Abstract: FR-PO0916
A Case of Novel Combination Therapy for Refractory Lupus Nephritis
Session Information
- Glomerular Case Reports: Lupus, FSGS, Complement, and More
November 07, 2025 | Location: Exhibit Hall, Convention Center
Abstract Time: 10:00 AM - 12:00 PM
Category: Glomerular Diseases
- 1402 Glomerular Diseases: Clinical, Outcomes, and Therapeutics
Authors
- Gulden, Daniel P., San Antonio Uniformed Services Health Education Consortium, Joint Base San Antonio Fort Sam Houston, Texas, United States
- Calder, Madison B., The University of Texas Health Science Center at San Antonio, San Antonio, Texas, United States
- Bansal, Shweta, The University of Texas Health Science Center at San Antonio, San Antonio, Texas, United States
Introduction
Lupus nephritis (LN) is a serious complication of systemic lupus erythematosus (SLE), affecting nearly 40% of patients. Treatment becomes increasingly difficult in refractory cases.

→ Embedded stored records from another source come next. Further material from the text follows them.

PR #1048, opened 2025-01-07
task/define-typescript-classes-to-represent-data-model

michael-jaia:
### Overview
The Jaia Command & Control application is written in **TypeScript** using **OpenLayers** and **React**. The foundation of data management will now rest in instances of **TypeScript classes** that are modeled after the real-world operations of the Jaia system. These objects will supply data to OpenLayers based on vehicle movements and user interactions. They will also save data from a user’s interaction with the map. The **React Contexts** (`BotContext`,`HubContext`, and `MissionContext`) will store a reference to the objects that apply to them. For instance, the `BotContext` will contain a map of `Bot` class instances. The `BotContext` and `HubContext` will poll the Bot and Hub objects twice per second to retrieve the latest data. (One second is the frequency Bots and Hubs send statuses, we poll at twice the speed to reduce potential data age issues). With the latest data held in Context and updated every one second, the data will be accessible to child components without passing it through multiple levels using props, and the components will update when the new data comes through.

jcc-data-model drawio

This pull request contains the first pass at implementing the data model. The changes to React and OpenLayers will come in subsequent steps. 

### Testing
1. Unit tests that cover creating, editing, and deleting a single mission
2. Unit tests that cover creating and deleting multiple missions
3. In the `src/web/data/tests` directory there is an `index.ts` file that can be run from the command line (`node index.ts`) while the server and simulator is running to watch the data model ingest the Bot and Hub status messages.


src/web/data/task_packets/task-packets-new.ts
```diff
@@ -0,0 +1,60 @@
+import { DivePacket, DriftPacket, TaskType } from "../../utils/protobuf-types";
+
+export default class TaskPacket {
```
JRoybot, line 3: Will this replace the existing definition of TaskData in src/web/data/task_packets/task-packets.ts?  Is there still work needed to make that transition?

src/web/data/missions/__tests__/mission.test.ts
```diff
@@ -0,0 +1,51 @@
+import Mission from "../mission";
+import { waypointA, waypointB, waypointC, waypointD } from "../../tests/__mocks__/waypoint-mock";
+
+describe("operator adding and deleting single waypoints", () => {
+    let mission = new Mission();
+
+    test("adds first waypoint", () => {
```
JRoybot: I would combine these sequential tests into a single test.  There is no guarantee that jest will run the tests in this order.

src/web/data/missions/__tests__/mission.test.ts
```diff
@@ -0,0 +1,51 @@
+import Mission from "../mission";
+import { waypointA, waypointB, waypointC, waypointD } from "../../tests/__mocks__/waypoint-mock";
+
+describe("operator adding and deleting single waypoints", () => {
```
JRoybot: suggest adding tests to verify the setters and getters for Lat, Lon, Task, & CanMove

src/web/data/missions/__tests__/missions.test.ts
```diff
@@ -0,0 +1,100 @@
...
+    missionA,
+    missionB,
+    missionC,
+    missionD,
+    missionE,
+    missionF,
+} from "../../tests/__mocks__/mission-mock";
+
+describe("operator adding and deleting single missions", () => {
+    test("adds first mission", () => {
```
JRoybot: Same comment as above, combine into single test since there is no guarantee these will run in order

src/web/data/missions/__tests__/missions.test.ts
```diff
@@ -0,0 +1,100 @@
...
+    });
+
+    test("reset missions singleton", () => {
+        // Keep as the last "test" in the suite
+        missions.deleteAllMissions();
+    });
+});
+
+describe("operator adding and deleting multiple missions at once", () => {
+    const missionSet1 = [missionA, missionB, missionC, missionD];
```
JRoybot, line 58: same comment on sequential tests

src/web/data/sensors/imu.ts
```diff
@@ -0,0 +1,40 @@
+export default class IMU {
+    private heading: number;
+    private pitch: number;
+    private roll: number;
```
JRoybot, line 4: does the imu output yaw?  If so may want to include it now in case it is ever needed

src/web/data/sensors/pressure.ts
```diff
@@ -0,0 +1,13 @@
+export default class Pressure {
+    private depth: number;
+
```
JRoybot, line 3: Does pressure always get converted to depth before use?  Is salinity also available?

src/web/data/task_packets/task-packets-new.ts
```diff
@@ -0,0 +1,60 @@
...
+    private botID: number;
+    private startTime: number;
+    private endTime: number;
+    private taskType: TaskType;
+    private divePacket: DivePacket;
+    private driftPacket: DriftPacket;
+
+    constructor() {}
+
+    getBotID() {
```
JRoybot: Since a TasikPacket is part of the Bot Data set, is botID needed here?  Are we risking this ID getting out of sync with the both the TaksPacket is associated with from a data structure point of view?

src/web/data/waypoints/waypoint.ts
```diff
@@ -0,0 +1,42 @@
...
+
+export default class Waypoint {
+    private lat: number;
+    private lon: number;
+    private task: Task;
+    private canMove: boolean;
+
+    constructor() {}
+
+    getLat() {
```
JRoybot: Is there ever a use case where a lat or lon is updated alone?  If not I suggest combining to getPosition, setPosition(lat: number, lon: number).  Or go one step further and use a position type that included the lat and lon

src/web/package-lock.json
```diff
@@ -53,7 +53,7 @@
                 "@types/jquery": "^3.5.30",
                 "@types/jqueryui": "^1.12.23",
                 "@types/lodash.clonedeep": "^4.5.9",
-                "@types/node": "^22.6.0",
+                "@types/node": "^22.10.2",
```
JRoybot, line 56: should we update src/web/package.json.in to point to the newer version of node?  We are currently specifying ^22.6.0

src/web/tsconfig.json
```diff
@@ -13,7 +13,7 @@
         "target": "ES2021",
         "esModuleInterop": true,
         "lib": ["ES2021", "dom"],
-        "types": ["@testing-library/jest-dom", "@types/plotly.js"],
+        "types": ["@testing-library/jest-dom", "@types/plotly.js", "node"],
```
JRoybot, line 16: curious why this was needed...

src/web/utils/protobuf-types.ts
```diff
@@ -576,6 +576,7 @@ export enum MissionState {
     IN_MISSION__UNDERWAY__MOVEMENT__REMOTE_CONTROL__SETPOINT = "IN_MISSION__UNDERWAY__MOVEMENT__REMOTE_CONTROL__SETPOINT",
     IN_MISSION__UNDERWAY__MOVEMENT__REMOTE_CONTROL__STATION_KEEP = "IN_MISSION__UNDERWAY__MOVEMENT__REMOTE_CONTROL__STATION_KEEP",
     IN_MISSION__UNDERWAY__MOVEMENT__REMOTE_CONTROL__SURFACE_DRIFT = "IN_MISSION__UNDERWAY__MOVEMENT__REMOTE_CONTROL__SURFACE_DRIFT",
+    IN_MISSION__UNDERWAY__MOVEMENT__TRAIL = "IN_MISSION__UNDERWAY__MOVEMENT__TRAIL",
```
JRoybot, line 579: were these additions merged from another task?

JRoybot (commented):
Conducted a static review, will build branch and test before final approval

src/web/data/waypoints/waypoint.ts
```diff
@@ -0,0 +1,42 @@
+import Task from "../tasks/task";
+
+export default class Waypoint {
+    private lat: number;
+    private lon: number;
+    private task: Task;
+    private canMove: boolean;
```
JRoybot: If this is to control the tap to move function we may want to call this tapToMove or moveOnMap to avoid confusion canEdit toggle associated with missions

src/web/data/task_packets/task-packets-new.ts
michael-jaia: TaskPacket is just a class that matches the message format of what a Bot sends to a Hub after a task. We will need to evaluate the TaskData class when we examine the management of task packets on web side.

src/web/data/sensors/imu.ts
michael-jaia: Would yaw be the same as heading?

src/web/data/sensors/pressure.ts
michael-jaia: The sensor outputs it in millibars and then we convert that to meters on the Bot in the driver in `src/bin/drivers/blue_robotics_pressure_sensor`. On the web side we only see the depth because that is what is sent in the BotStatus message in `src/lib/messages/jaia_dccl.proto`

src/web/data/task_packets/task-packets-new.ts
michael-jaia: Yes, good call, it there does arise a need for it, we can add it back.

src/web/data/waypoints/waypoint.ts
michael-jaia: Switching to `position` of the existing type `GeographicCoordinate`.

src/web/data/sensors/imu.ts
JRoybot: Yes sorry

src/web/data/task_packets/task-packets-new.ts
JRoybot: OK, I was just curious about the file name "-new"

src/web/tsconfig.json
michael-jaia: I needed it to make TypeScript compile with the imports in `src/web/data/tests/index.ts`

src/web/utils/protobuf-types.ts
michael-jaia: They were added because they had been updated in `src/web/shared/JAIAProtobuf.ts` but not in `src/web/utils/protobuf-types`. We want to move away from the shared folder which is why we have `src/web/utils/protobuf-types`; the move will happen towards the end of the web refactor. I needed to add them because TypeScript caught the mismatch.

src/web/data/waypoints/waypoint.ts
michael-jaia: I'm hesitant to call it `tapToMove` because I think after the refactor we may want to switch to a mode where we can drag it around the map. What do you think of `canMoveOnMap`?

JRoybot: Got it.  canMoveOnMap works for me :-)

src/web/data/missions/__tests__/mission.test.ts
michael-jaia: I wasn't sure about this one when writing the tests. At the time, I did some searching to see what the norm is around testing setters and getters, and it seemed to me like people found it unnecessary to add unit tests for them. On past projects, would you include tests for the base getters and setters?

michael-jaia:
> have you decided to abandon the concept of a run? Currently a mission has a set of runs assigned to bots but the user can switch the assignment of a run from one bot to another. Are we going to get rid of that capability or will we need to keep track of those assignments somewhere else?

Yes the distinction between runs and missions always seemed blurry in code and with users of the system. By using the terminology mission and mission sets, I think we can achieve the same functionality with less confusion. Here are some examples that come to mind:
* "A Bot can perform a mission"
* "The Bots are running their missions"
* "We loaded in a mission set to send the Bots on a survey"

michael-jaia:
> We will need to scrub the user interface for instances of Run and the R1, R2 labels etc

Yes, this will happen through out the refactor.

michael-jaia:
> General comment on the update rate of the Hub and Bot Status, since those are being updated at 1 hz and this code is running asynchronously from the Hub and Bot code we could see data ages of close to a second. It is typical to sample periodic data from an asynchronous source at least twice as fast as it is produced to reduce potential data age issues.

That is a good point, I will make that change in https://github.com/jaiarobotics/jaiabot/pull/1049

src/web/data/missions/__tests__/mission.test.ts
JRoybot: I agree it is pretty nit-picky.  Remember I have worked mostly on defense programs with strict testing requirements.  So yes we tested them all but it is debatable how much value they provided.  It is unlikely someone could screw up a setter or getter and it doesn't get caught by peer review but it happens.

JRoybot (approved):

src/web/data/missions/__tests__/mission.test.ts
michael-jaia: Ok let's hold off on the getter and setter unit testing for now. If we have time at the end, we can add it, but I think it is best if we plow ahead the bigger ticket items first.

We present a patient with refractory class IV LN who achieved remission with combined therapy using voclosporin and belimumab.
Case Description
A 20-year-old woman was diagnosed with SLE at age 10, presenting with extrarenal symptoms. She was treated with mycophenolate mofetil (MMF), hydroxychloroquine, and prednisone but required frequent steroids for persistent symptoms and serologic activity. She had an allergic reaction to rituximab and no response to 14 months of belimumab. At age 16, she developed class IV LN with proteinuria and normal creatinine, treated with the Euro-Lupus cyclophosphamide protocol, which led to transient improvement and disease control. A flare 1.5 years later featured abdominal pain, rising proteinuria, elevated creatinine, and was diagnosed as medium-vessel lupus vasculitis. She received six months of cyclophosphamide, with ocrelizumab later added due to poor response. While systemic symptoms improved, proteinuria, hypertension, and active serologies persisted. At 19, voclosporin was added to MMF and low-dose steroids. Four months later, she was hospitalized with acute renal failure and found to have active LN with AIN on biopsy. Due to ongoing flares, nephrotic-range proteinuria, and refractory serologies, belimumab infusions were added to voclosporin, MMF, and a steroid taper. Over 12 months, she showed clinical improvement with normal serum albumin and complements, decreased proteinuria. By 15 months, she had the first time ever normalization of dsDNA, stable creatinine and proteinuria. At 20 months, she remains in remission.
Discussion
In patients with LN who have suboptimal response to MMF/cyclophosphamide and prednisone, current literature recommends addition of voclosporin if high proteinuria or belimumab if prior flares. Use of voclosporin reduces proteinuria but not extra-renal symptoms or serological abnormalities (AURORA-1). Belimumab therapy is known to have good serological and extrarenal outcomes (BLISS-LN). Our patient did not respond to either therapies individually with MMF and steroid; however, the novel combination of both achieved both clinical and serological remission for the first time in her 10 years of complicated SLE and LN history.